The nurse checked. “Tomorrow.” Which is what’s wrong with HMOs, Joanna thought. They’re not in the hospital long enough to tell anyone they’ve even had a near-death experience, let alone describe it. The nurse had thought Mr. Ortiz would probably wake up around noon, which would give Joanna plenty of time to record and transcribe her NDE.

She did both and then took the transcript to Richard, who was glaring at the screens. “How’s it going?” she asked, handing him the transcript.

“Terrible. I thought maybe the initial stimulus was what was determining the unifying image, and that was why you continued to see the Titanic, even though the stimuli were different, but in this last NDE there was no activity in the superior auditory cortex at all.” He raked his hand through his hair. “I just don’t have enough data. Have you been able to reschedule Mrs. Haighton yet?”

“No.”

“And you haven’t heard from Mr. Pearsall about when he’s coming back?”

She shook her head.

“Then I’ve got to find out what’s aborting Mrs. Troudtheim’s NDE-state and fix it. We need her.”

“I’ll call Mr. Pearsall and Mrs. Haighton,” Joanna said. And go find her at the Spring Fling, or wherever she is, and drag her back here myself, she thought, going back to her office to call, but the housekeeper didn’t know where she was.
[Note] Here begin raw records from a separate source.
PR #2139, opened 2025-01-06
fix(cheqd): cheqd revocationRegistryDefinition resource name

DaevMithran:
This PR fixes resource name collisions for revocation registries with different tags.

Creating two revocation registries with same name's will lead to updating the resource. Adding credential definition tag in the resource name will fix this issue


packages/cheqd/src/anoncreds/services/CheqdAnonCredsRegistry.ts
```diff
@@ -308,8 +312,8 @@ export class CheqdAnonCredsRegistry implements AnonCredsRegistry {
 
       const revocationRegistryDefinitionResource = {
         id: utils.uuid(),
-        name: credentialDefinitionName as string,
-        resourceType: 'anonCredsRevocRegDef',
+        name: `${credentialDefinitionName}-${revocationRegistryDefinition.tag}`,
```
TimoGlastra, line 315: we had issues with long names in the past, for which I think we came up with the solution to hash. Also, does this break already existing revocation registry definitions? Can we resolve both previously created ones, and the new one? And should the spec be updated?

packages/cheqd/package.json
```diff
@@ -26,7 +26,7 @@
     "test": "jest"
   },
   "dependencies": {
-    "@cheqd/sdk": "^2.5.1",
+    "@cheqd/sdk": "^2.6.0",
```
TimoGlastra, line 29: We should properly test this in RN. We have to pin everything to a very specific version or the SDK breaks. Even with the current version it throws an unhandled promise rejection on startup (due to wasm errors) but it somehow still works for resolving.

We haven't had the time to properly look into it, but before we can merge this we should first test it in react native (actually we should pin the version to 2.5.1 for now, instead of using ^2.5.1 until it's fixed)

TimoGlastra (commented):
Thanks. Some notes

packages/cheqd/src/anoncreds/services/CheqdAnonCredsRegistry.ts
DaevMithran: Right, as the credential definition name is hashed already in credo will this still be a problem?

No resolution is backward compatible. we are resolving using the resource id -> get the resource name from metadata to resolve the status lists.

packages/cheqd/package.json
DaevMithran: Reverting it! It would be very helpful if you can create an issue on our [sdk](https://github.com/cheqd/sdk) with context-rich logs or reproduction steps. Thanks

packages/cheqd/src/anoncreds/services/CheqdAnonCredsRegistry.ts
TimoGlastra: Okay thanks for the answers! I'm not sure, what is the max length of the tag? I think the credential definition name is max 32 because it's hashed. With the dash, the tag can max be 31 characters then. I think it should suffice, but if we really want it to be error prone we should maybe re-hash?

DaevMithran: Both the approaches sound good to me. Let me know if I should change it to the hashed one

TimoGlastra: Yes let's do the hash. Or the cheqd spec should mention it can max be 31 characters long, but I think that's more prone to errors down the line. So hashing seems most stable to me

packages/cheqd/package.json
DaevMithran: @TimoGlastra after our mainnet upgrade we got some feedback that Cheqd transactions from credo are failing. This must be due to insufficient gas after introducing our fee market module, In our latest sdk we bumped the default gas fees, I think we should bump it. We have not made any major dependency changes from 2.5.1 to 2.6.0

packages/cheqd/src/anoncreds/services/CheqdAnonCredsRegistry.ts
DaevMithran: This is complete

TimoGlastra:
Sorry about the delay for this. It seems CI is now failing due to support missing for BigInt:

> Error: ../node_modules/.pnpm/@cheqd+ts-proto@2.4.0/node_modules/@cheqd/ts-proto/google/protobuf/timestamp.ts(176,29): error TS2737: BigInt literals are not available when targeting lower than ES2020.

I've check and BigInt is available in Node.JS and React Native now so I think we can update our target to ES2020 so resolve this.

TimoGlastra:
I've created this PR to update the target: https://github.com/openwallet-foundation/credo-ts/pull/2156. Once that is merged we can merge this PR. 

I will also try to get a PR pushed with support for the latest version of the Cheqd SDK, as well as the related cosmo dependencies. I'll then create an example app with the issues we encounter with cheqd in react native

TimoGlastra:
Found a first issue with updating the Cheqd SDK: https://github.com/cheqd/sdk/issues/400

DaevMithran:
> Found a first issue with updating the Cheqd SDK: [cheqd/sdk#400](https://github.com/cheqd/sdk/issues/400)

@TimoGlastra for cjs in cheqd. we have fixed them at `version: 2.x` or `tag: cjs` in sdk and ts-proto and we are maintaining it actively. The latest versions only support esm (some packages may not be compatible in react native like cosmjs).

TimoGlastra:
The latest version (5.x) also published a CJS version still, however it doesn't work correctly as ts-proto does not publish CJS on the latest version. So i think it makes sense to remove the CJS build from the newer (5.x) releases.

TimoGlastra:
https://github.com/openwallet-foundation/credo-ts/pull/2156 has been merged, can you update this branch with main?

TimoGlastra:
sorry one more thing 😬 , Can you accept this PR (i can't make updates to your branch if you create the PR from an org account)

https://github.com/cheqd/credo-ts/pull/8

TimoGlastra:
@DaevMithran it seems a test related to cheqd failed

DaevMithran:
> @DaevMithran it seems a test related to cheqd failed

@TimoGlastra Can we rereun it. 

The error was `A jest worker process (pid=7356) crashed for an unknown reason: exitCode=0` only in **E2E(20)**

TimoGlastra:
Thanks so much for this @DaevMithran 🙌

PR #2156, opened 2025-01-27
build: update target for tsc compiler to ES2020

TimoGlastra:
Generally this should not have an impact for the supported environments (Node.JS / React Native). However this will have to be tested in React Native


genaris (approved):
LGTM. I think I can test it on React Native 0.75 this week just to make sure everything is OK.

PR #2166, opened 2025-01-30
feat!: Use did:peer:4 by default for DID Exchange

genaris:
Up to now, we were using did:peer:1 by default when creating DID Exchange requests. This PR changes this to use the newer did:peer:4, unless the `peerNumAlgoForDidExchangeRequests` in DIDComm connection module config is explicitly set to another one.

Note that this PR also applies some fixes found during this update:

- In DID Exchange Response creation, ensure that invitation key is used to sign DID rotation attachment, since in some cases, such as using public DIDs or implicit invitations, we were using the keys present in the services from rotated DID (or the ones from `routing` parameter). I applied this to `did_doc~attach` as well, although in the [RFC](https://github.com/hyperledger/aries-rfcs/blob/main/features/0023-did-exchange/README.md) it does not explicitly mention that it should use the invitation keys. @TimoGlastra please let me know what's your interpretation for this.
- When receiving an implicit invitation, we were setting `theirLabel` for the new connection with the value coming from `label`, which is supposed to be the opposite (our label instead). So now we put `alias` as `theirLabel` , as it usually happens to connections created with explicit invitations


packages/core/tests/oob.test.ts
```diff
@@ -767,7 +767,7 @@ describe('out of band', () => {
 
       // Use the invitation did from the first connection to create the second connection
       const outOfBandRecord2 = await faberAgent.modules.oob.createInvitation({
-        invitationDid: outOfBandRecord1.outOfBandInvitation.invitationDids[0],
+        invitationDid: faberAliceConnection.did,
```
TimoGlastra, line 770: This is different right? InvitationDid is usually not the final did

packages/didcomm/src/modules/connections/DidExchangeProtocol.ts
```diff
@@ -284,32 +286,33 @@ export class DidExchangeProtocol {
...
+    // DID Rotate attachment should be signed with invitation keys
+    const invitationRecipientKeys = outOfBandRecord.outOfBandInvitation
+      .getInlineServices()
+      .map((s) => s.recipientKeys)
+      .reduce((acc, curr) => acc.concat(curr), [])
+
+    // In case the DID Exchange started with an implicit invitation, take all recipient keys from the corresponding DID
+    for (const did of outOfBandRecord.outOfBandInvitation.getDidServices()) {
+      invitationRecipientKeys.push(
+        ...(await getDidDocumentForCreatedDid(agentContext, parseDid(did).did)).recipientKeys.map(
```
TimoGlastra, line 298: Do we always need to do this, or only for implicit? Because now we run this always?

packages/didcomm/src/modules/connections/services/helpers.ts
```diff
@@ -132,12 +132,14 @@ export function routingToServices(routing: Routing): ResolvedDidCommService[] {
...
-
-  if (!didRecord?.didDocument) {
-    throw new CredoError(`Could not get DidDocument for created did ${did}`)
+  if (!didRecord) {
+    throw new CredoError(`Could not find created did ${did}`)
   }
-  return didRecord.didDocument
+
+  const didsApi = agentContext.dependencyManager.resolve(DidsApi)
+  return await didsApi.resolveDidDocument(did)
```
TimoGlastra, line 142: Hmm 🤔 

Are there cases where we don't store our own did?

TimoGlastra (approved):
Can you add a changeset for each of the changes in this pr?

packages/core/tests/oob.test.ts
genaris: In this case it should be the same, since we are not setting it as an multiUse invitation. I did this trick because `OutOfBandInvitation.invitationdDids` is dynamically generating peer:2 DIDs and this does not work directly when querying peer:4 DIDs.

But I'll take a second look to it to see if everything is in place.

packages/didcomm/src/modules/connections/DidExchangeProtocol.ts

“Some kind of meeting,” she said. “She has so many I get them confused.” And there was no answer at Mr. Pearsall’s number.

Joanna made a note to try them both again and then listened to the messages she’d fast-forwarded through before. Guadalupe wanted Joanna to call her. Maisie had something important to tell her. Leonard Fanshawe said, “I understand you’re interested in near-death experiences. I had one six months ago, and since then I have discovered I have unusual powers: telekinesis, clairvoyance, distance-viewing, and teleportation. I would very much like to talk with you about this,” and gave his number.
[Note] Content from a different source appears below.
PR #2167, opened 2025-01-30
fix: exclude test types from core

genaris:
In Core we are including test types in the source code, and since now we have dependency on DIDComm module it was messing up the core package build process (it creates 2 directories, one with core and another with didcomm).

Joanna called him and gave him Mr. Mandrake’s number. Then she called Mr. Pearsall again. No answer. She called Betty Peterson. Her line was busy.

She printed out a file copy of the transcript and then sat there staring at the screen, trying to make sense of it. It was the Titanic, she was sure of it, in spite of the staircase and the mailbag and the lack of activity in the auditory cortex.

She called Kit to ask her what the call letters of the Titanic had been and what deck the gymnasium had been on. And whether it had a mechanical camel. I surely wouldn’t have confabulated a detail that specific, she thought, punching in Kit’s number, and then remembered Mr. Wojakowski and “The Katzenjammer Kids.”

Kit’s line was busy. Joanna looked at her watch. It was eleven-thirty. She decided to take a chance on Mr. Ortiz’s having come out of the anesthetic early, and went down to the surgical ward. He was awake, but the surgeon was in with him. “And then we’ve got to do his post-op check,” the nurse subbing for Patricia said. “It’ll be about twenty minutes.”

Twenty minutes. Not long enough to go back up to her office and get anything useful done. She could go see Maisie — Peds was just two floors up and actually in the same wing — but the likelihood of getting away from Maisie in under an hour was nonexistent. I’ll go see Guadalupe instead, Joanna thought, and headed for the elevator.

A pair of nurses Joanna didn’t know were waiting for it, their heads together, talking. “…and she said, that’s it, I’m not coming to work in that ER one more day,” one of the nurses said, and the other said, “I don’t blame her.” Vielle should be listening to this, Joanna thought, and the elevator door opened.

Mr. Mandrake was inside. “…evidence which will prove to the skeptic that the near-death experience is real,” he was saying to a man with a copy of The Light at the End of the Tunnel. “No so-called ‘rational’ explanation is possible.”

All his attention was on the man, and the two nurses, still gossiping, shielded her for the moment. “…just a flesh wound, thank God,” one of them said, “but still.”